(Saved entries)

*-*-*

PR #3483, opened 2026-09-01
refactor: drop the dead torch<2.6 compatibility paths

bhimrazy:
## What does this PR do?

Follow-up to #3449. With the floor at torch **2.6**, five version flags in `utilities/imports.py` are now constants. This removes them and the branches they guarded — no behaviour change on any supported torch.

- `Metric` no longer caches `self._TORCH_GREATER_EQUAL_2_1`; the `_sync_dist` empty-list guard becomes unconditional.
- `_cumsum` had degenerated into a pass-through, so it is removed and its 8 call sites use `torch.cumsum`.
- ARNIQA drops its unreachable `requires PyTorch >= 2.2.0` guard.
- ~60 test `skipif`/`xfail` guards that can no longer fire are gone.

<details>
<summary><b>Flags removed</b></summary>

| Flag | Evaluated to | Sites |
|---|---|---|
| `_TORCH_GREATER_EQUAL_2_1` | always `True` | 96 |
| `_TORCH_GREATER_EQUAL_2_2` | always `True` | 18 |
| `_TORCH_GREATER_EQUAL_2_3` | always `True` | 0 — defined, never referenced |
| `_TORCH_GREATER_EQUAL_2_5` | always `True` | 5 |
| `_TORCH_LESS_THAN_2_6` | always `False` | 5 |

`_TORCH_GREATER_EQUAL_2_8` stays — still live in `Metric.__init__`.

</details>

<details>
<summary><b>Two tests removed rather than un-gated</b></summary>

Each asserted that torch still *lacks* a feature, and each had become permanently skipped/xfailed on 2.6:

- `test_cumsum_still_not_supported` — "If this test begins to pass, it means newer Pytorch versions support this and we can drop internal support." It does, so this drops it.
- `test_half_precision_top_k_cpu_raises_error` — `skipif(_TORCH_GREATER_EQUAL_2_2)`, i.e. never ran. cpu+half `topk` works on current torch.

</details>

<details>
<summary><b>Left in place deliberately</b></summary>

- **`TorchMetricsUserWarning`** is now unused inside `src/` — its only warn site was in `_cumsum`. Kept, since it is public in `torchmetrics.utilities.exceptions`.
- **`_top_k_with_half_precision_support`** looks dead by the same argument, but its `argsort(stable=True).flip()` tie-breaking differs from `topk`, so removing it would change half-precision results rather than just delete dead code. Worth its own PR.

</details>

### DIFF
--- a/CHANGELOG.md
+++ b/CHANGELOG.md
@@ -31,6 +31,9 @@ and this project adheres to [Semantic Versioning](https://semver.org/spec/v2.0.0
 - Removed support for PyTorch 2.0-2.5, the minimum required version is now 2.6 ([#3449](https://github.com/Lightning-AI/torchmetrics/pull/3449))
 
 
+- Removed the dead `torch<2.6` compatibility branches left behind by the 2.6 floor, including the internal `_cumsum` workaround ([#3450](https://github.com/Lightning-AI/torchmetrics/pull/3450))
+
+
 ### Fixed
 
 - Fixed malformed LaTeX in `CLIPScore` and `HausdorffDistance` docstring math so it renders correctly ([#3427](https://github.com/Lightning-AI/torchmetrics/pull/3427))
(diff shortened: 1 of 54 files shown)


bhimrazy (commented):
Checked

ethanwharris (approved):

tchaton (approved):

justusschock (approved):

*-*-*

- Work task
Type the records again in full, matching them exactly.

- Answer to the exercise
PR #3483, opened 2026-09-01
refactor: drop the dead torch<2.6 compatibility paths

bhimrazy:
## What does this PR do?

Follow-up to #3449. With the floor at torch **2.6**, five version flags in `utilities/imports.py` are now constants. This removes them and the branches they guarded — no behaviour change on any supported torch.

- `Metric` no longer caches `self._TORCH_GREATER_EQUAL_2_1`; the `_sync_dist` empty-list guard becomes unconditional.
- `_cumsum` had degenerated into a pass-through, so it is removed and its 8 call sites use `torch.cumsum`.
- ARNIQA drops its unreachable `requires PyTorch >= 2.2.0` guard.
- ~60 test `skipif`/`xfail` guards that can no longer fire are gone.

<details>
<summary><b>Flags removed</b></summary>

| Flag | Evaluated to | Sites |
|---|---|---|
| `_TORCH_GREATER_EQUAL_2_1` | always `True` | 96 |
| `_TORCH_GREATER_EQUAL_2_2` | always `True` | 18 |
| `_TORCH_GREATER_EQUAL_2_3` | always `True` | 0 — defined, never referenced |
| `_TORCH_GREATER_EQUAL_2_5` | always `True` | 5 |
| `_TORCH_LESS_THAN_2_6` | always `False` | 5 |

`_TORCH_GREATER_EQUAL_2_8` stays — still live in `Metric.__init__`.

</details>

<details>
<summary><b>Two tests removed rather than un-gated</b></summary>

Each asserted that torch still *lacks* a feature, and each had become permanently skipped/xfailed on 2.6:

- `test_cumsum_still_not_supported` — "If this test begins to pass, it means newer Pytorch versions support this and we can drop internal support." It does, so this drops it.
- `test_half_precision_top_k_cpu_raises_error` — `skipif(_TORCH_GREATER_EQUAL_2_2)`, i.e. never ran. cpu+half `topk` works on current torch.

</details>

<details>
<summary><b>Left in place deliberately</b></summary>

- **`TorchMetricsUserWarning`** is now unused inside `src/` — its only warn site was in `_cumsum`. Kept, since it is public in `torchmetrics.utilities.exceptions`.
- **`_top_k_with_half_precision_support`** looks dead by the same argument, but its `argsort(stable=True).flip()` tie-breaking differs from `topk`, so removing it would change half-precision results rather than just delete dead code. Worth its own PR.

</details>

### DIFF
--- a/CHANGELOG.md
+++ b/CHANGELOG.md
@@ -31,6 +31,9 @@ and this project adheres to [Semantic Versioning](https://semver.org/spec/v2.0.0
 - Removed support for PyTorch 2.0-2.5, the minimum required version is now 2.6 ([#3449](https://github.com/Lightning-AI/torchmetrics/pull/3449))
 
 
+- Removed the dead `torch<2.6` compatibility branches left behind by the 2.6 floor, including the internal `_cumsum` workaround ([#3450](https://github.com/Lightning-AI/torchmetrics/pull/3450))
+
+
 ### Fixed
 
 - Fixed malformed LaTeX in `CLIPScore` and `HausdorffDistance` docstring math so it renders correctly ([#3427](https://github.com/Lightning-AI/torchmetrics/pull/3427))
(diff shortened: 1 of 54 files shown)


bhimrazy (commented):
Checked

ethanwharris (approved):

tchaton (approved):

justusschock (approved):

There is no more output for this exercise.